On a lovely side note. I am amazed everyday at how sweet my kids are! Last night I put Fox down on the play mat and Every followed suit and then Tripp, they were all giggling. I'm so in love<3

Monday, March 26, 2012

long over due

I kinda bailed on blogging, I could blame it on having 3 kids 2.5 and under being busy and I have no time to myself...but that's not really true. I've  just not in mood because Fox's health is so up and down.
First off I want to say that being a mom of 3 is amazing! Tripp and Everly-Rose and the best older siblings and we fill are days with outings, crafts, gym time, and baking/cooking. Tripp still calls Fox "Boo Boo" due to his scar on his chest. He does say Fox.. but it sounds exactly like F*$%, so I'm not really pushing that ;)

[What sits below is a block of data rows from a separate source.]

PR #281, opened 2026-08-29
Fix pre release bugs

RankoR:


src/com/android/messaging/datamodel/MessageNotificationState.java
```diff
@@ -823,17 +862,9 @@ public static void checkFailedMessages() {
...
-                                new NotificationCompat.InboxStyle(builder);
-                        if (line2 != null) {
-                            inboxStyle.addLine(Html.fromHtml(line2.toString()));
-                        }
-                        builder.setStyle(inboxStyle);
-                    } else {
-                        builder.setContentText(line2);
-                    }
 
                     if (builder != null) {
```
m4pl: `builder` is created a few lines up and cannot be null. The block is rewritten anyway, drop the check?

src/com/android/messaging/ui/appsettings/subscription/SubscriptionSettingsViewModel.kt
```diff
@@ -90,6 +111,19 @@ internal class SubscriptionSettingsViewModel @Inject constructor(
         }
     }
 
+    private fun onPhoneNumberConfirmed(phoneNumber: String) {
+        val isValid = phoneNumber.isEmpty() ||
+            PhoneUtils.get(subId.value).getValidSelfE164Number(phoneNumber) != null
```
m4pl: Could this be an injected use case?

src/com/android/messaging/ui/appsettings/subscription/ui/SubscriptionSettingsScreen.kt
```diff
@@ -54,11 +56,11 @@ internal fun SubscriptionSettingsScreen(
     title: String,
     onAction: (Action) -> Unit,
     onNavigateBack: () -> Unit,
+    phoneNumberDialogState: PhoneNumberDialogUiState,
     modifier: Modifier = Modifier,
 ) {
     val scrollBehavior = TopAppBarDefaults.exitUntilCollapsedScrollBehavior()
     var showGroupMmsDialog by remember { mutableStateOf(false) }
```
m4pl: `showGroupMmsDialog` is still local, so one dialog survives rotation and the other does not. Pick one?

I'm not going to go into grave detail in about the last few months because that would be the longest blog ever. In short Fox has been in and out of the hospital since being home. He had his genetic testing done for Cystic Fibrosis (since he tested positive in the newborn screening for possibly having it) and he doesn't. Major relief!

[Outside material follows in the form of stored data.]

PR #321, opened 2026-09-16
Fix large conversation load

### LINKED ISSUE #304: v13: App stuck loading messages indefinitely on owner profile in long conversations (~80k messages)
### What happened?

**What happened?**

After updating to v13, opening a conversation with a very large number of old messages (~80,000) causes the app to get stuck. It displays "SMS/MMS, loading messages..." indefinitely, and this loading message then appears in every other conversation as well.

This only happens on the owner profile. Secondary profiles are not affected: they take longer to load the same large conversation compared to smaller ones, but they do eventually load it successfully.

**Steps to reproduce**

1. On the owner profile, open a conversation containing around 80,000 messages.
2. The app gets stuck showing "SMS/MMS, loading messages..." and never finishes loading.
3. Every other conversation opened afterward also shows this stuck loading message.
4. Force-close and reopen the app: everything works normally again, until the large conversation is opened, which triggers the bug again.

**Expected behavior**

The large conversation should load (even if slowly), the same way it does on secondary profiles.

**Additional notes**

- Only reproducible on the owner profile.
- Small/medium conversations load fine on all profiles.
- Secondary profiles load the large conversation correctly, just more slowly than smaller conversations.

### App version

v13

### Logs

_No response_

RankoR:
Fixes https://github.com/GrapheneOS/Messaging/issues/304

The screen loaded the whole conversation in one query and held every message in memory. The query groups on `messages._id` and orders by `received_timestamp`, so SQLite sorted the entire thread into temp b-trees before it could return a single row - 35 s and ~98 MB of Java heap for an 80000-message conversation, with an empty screen the whole time.

Fix:

- `LIMIT` in a subquery over `messages`, before the joins and the `GROUP BY`. A `LIMIT` on the outer statement doesn't help - the sort still runs over the whole conversation first. Bounding the subquery bounds both temp b-trees to the window.
- A `(conversation_id, received_timestamp)` index, schema v5. `index_messages_sort` can't serve this query: `status` sits between those two columns and is filtered with a non-indexable `<>`.
- One window that grows, not pages. Open on the newest 500, double it when the user scrolls within 100 items of the oldest loaded message. It stays one query, one cursor, one observer URI, so invalidation, scroll position and "nothing older left" (a short row count) stay trivial. Paging would have meant replacing that pipeline - the widget, the selection delegate and the photo viewer all read the same URI - for the same user-visible result.

Benchmarks:

| Conversation        | Open -> messages on screen | SQLite query      | Rows loaded  | Java heap         |
| ------------------- | ------------------------- | ----------------- | ------------ | ----------------- |
| **80,000 messages** | **35,453 ms -> 100 ms**    | 35,153 ms -> 32 ms | 80,000 -> 500 | 97.6 MB -> 27.5 MB |
| 300 messages        | 35 ms -> 57 ms             | 13 ms -> 29 ms     | 300          | 26.3 MB -> 26.2 MB |
| 40 messages         | 9 ms -> 20 ms              | 3 ms -> 7 ms       | 40           | 26.2 MB -> 26.2 MB |

Scrolling back through the 80,000-message thread, window doubling each time:

| Window               | 500   | 1,000 | 2,000 | 4,000  |
| -------------------- | ----- | ----- | ----- | ------ |
| Query                | 30 ms | 60 ms | 70 ms | 250 ms |
| Query -> list updated | 18 ms | 47 ms | 39 ms | 73 ms  |

Java heap after flinging back to 4,000 loaded messages: 76 MB - still below what the old code needed just to open the thread.

One-time v4 -> v5 upgrade on that database: 36 ms. The index costs 1.4 MB for 80,000 messages.


src/com/android/messaging/data/conversation/repository/ConversationsRepository.kt
```diff
@@ -51,7 +55,14 @@ internal interface ConversationsRepository {
...
 
-    fun getConversationMessages(conversationId: ConversationId): Flow<List<ConversationMessageData>>
+    /**
+     * Newest-first window over a conversation, re-queried whenever the conversation changes or
+     * [windowSizes] asks for a larger window.
+     */
+    fun getConversationMessages(
+        conversationId: ConversationId,
+        windowSizes: Flow<Int>,
+    ): Flow<ConversationMessagesWindow>
```
inthewaves, line 65: The implementation of this seems to be call `queryConversationMessages()` which traverses `ReversedCursor`, so each returned `messages` list is ordered oldest first, so "Newest-first window" might not be descriptive

src/com/android/messaging/ui/conversation/screen/ConversationScreenContent.kt
```diff
@@ -383,6 +396,35 @@ private fun isScrolledToLatestMessage(listState: LazyListState): Boolean {
...
+        snapshotFlow {
+            val layoutInfo = listState.layoutInfo
+            val lastVisibleItemIndex = layoutInfo.visibleItemsInfo.lastOrNull()?.index
+
+            // Before the first measure pass nothing is visible yet, and asking then would grow the
+            // window on every conversation open.
+            lastVisibleItemIndex != null &&
+                lastVisibleItemIndex >= layoutInfo.totalItemsCount - LOAD_OLDER_MESSAGES_THRESHOLD
+        }
+            .distinctUntilChanged()
```
inthewaves: `snapshotFlow` (https://developer.android.com/reference/kotlin/androidx/compose/runtime/package-summary#snapshotFlow(kotlin.Function0)) is already documented to be similar to that of Flow.distinctUntilChanged)

src/com/android/messaging/widget/WidgetConversationService.java
```diff
@@ -162,20 +165,14 @@ public RemoteViews getViewAt(final int originalPosition) {
...
                             " computed position: " + position +
-                            " scrollToPosition: " + scrollToPosition +
-                            " cursorCount: " + cursorCount +
+                            " cursorCount: " + mCursor.getCount() +
                             " MAX_ITEMS_TO_SHOW: " + MAX_ITEMS_TO_SHOW);
                 }
 
-                intent.putExtra(UIIntents.UI_INTENT_EXTRA_MESSAGE_POSITION, scrollToPosition);
+                intent.putExtra(UIIntents.UI_INTENT_EXTRA_MESSAGE_POSITION, position);
                 if (message.hasAttachments()) {
```
inthewaves, line 176: This position can change between the widget tap and the conversation query. For example, with messages `1…20` ordered oldest to newest, tapping message `10` sends position `10`; if message `21` arrives before the query, `messagePositionToDisplayIndex()` now targets message `11`. The previous oldest-first position remained valid for this append. 

e.g. if `adb shell am kill --user current com.android.messaging.debug` is done with a widget open for a conversation, the conversation widget may no longer receive updates. Tapping on a message in that stale widget after the conversation has received more messages would scroll it to the wrong position. In more natrual occurrences, the Messaging app could be killed by lmkd killing background apps under system memory pressure, which can cause the same receiver-registration loss

I think it would be better to use tapped message ID through the launch request and resolve its position in the loaded window, expanding it if needed

src/com/android/messaging/data/conversation/model/message/ConversationMessagesWindow.kt
```diff
@@ -0,0 +1,8 @@
+package com.android.messaging.data.conversation.model.message
+
+import com.android.messaging.datamodel.data.ConversationMessageData
+
+internal data class ConversationMessagesWindow(
+    val messages: List<ConversationMessageData>,
+    val hasMore: Boolean,
+)
```
inthewaves, line 14: `hasMore` appears to be derived from `ConversationsRepository` code like this:

```kotlin
ConversationMessagesWindow(
    messages = messages,
    hasMore = messages.size >= windowSize,
)
```

However, `messages.size >= windowSize` does not prove that it has more, since it's possible for `messages.size == windowSize`. There would be no more messages, but `hasMore` would still be true, which contradicts the variable name

src/com/android/messaging/datamodel/data/ConversationMessageData.java
```diff
@@ -647,6 +647,49 @@ public static final String getConversationMessagesQuerySql() {
...
+     *
+     * <p>The limit has to be applied to the messages table before the joins and the aggregation.
+     * A LIMIT on the outer statement would not help: the GROUP BY is on messages._id while the
+     * ORDER BY is on messages.received_timestamp, so SQLite sorts every message of the conversation
+     * into a temp b-tree before it can honour the limit, and a conversation with tens of thousands
+     * of messages never finishes loading. Restricting the subquery keeps both temp b-trees down to
+     * the size of the window. Relies on index_messages_conversation_timestamp.
+     *
+     * <p>The limit is inlined rather than bound because a bound argument carries string affinity
+     * here; callers validate it.
```
inthewaves: This comment seems a little misleading, as SQLite documentation permits binding limits even if they're bound as strings: https://www.sqlite.org/lang_select.html#the_limit_clause

AOSP has this exact pattern in ContactsProvider: https://github.com/GrapheneOS/platform_packages_providers_ContactsProvider/blob/17/src/com/android/providers/contacts/picker/ContactsPickerSessionProvider.java#L152-L167

inthewaves (changes requested):

inthewaves:
I think this PR overall is a net improvement since it addresses initial conversation loading while preserving the existing list-based UI. 

For the limitations, it does not bound memory during deep browsing: the window keeps growing. The benchmarks in the PR description would need to be clear whether it's an SMS-onlyl; the fixture with 80000 messages contains only text SMS and would very likely not reflect real-user usage of having a mix of attachment types (audio, image/video, vcards, etc.)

He has gone from sleeping 36 hrs straight to having seizures and endless amounts of testing. Just when we got all that sorted, he is peeing buckets! and lost almost 1/2 a kilo in 4 days (4 weeks ago) and has since gained none of it back. I don't want to point anyone out so I'll just say. I'm feeling like Fox is being Bounced from Doc to Doc. The Cardio is very concerned, about the weight loss issue and says it needs to be handled by the pedi. But the Pedi think it should be handled by the card. See..? it's like they are playing a game of ping pong with my sons health. I don't care who gets the ball rolling but for F sake its be 4 weeks with NO weight gain. I'm not waiting around any longer and watching him lose weight. What kind of mother would I be? I'm taking all 3 kids to the pedi tomorrow and I'm putting my foot down. Wish me luck?
Being a Mom of 2 healthy children, I feel so blessed. I feel so blessed that Fox is with us and 4 months old now. Now my goal is to get him healthy.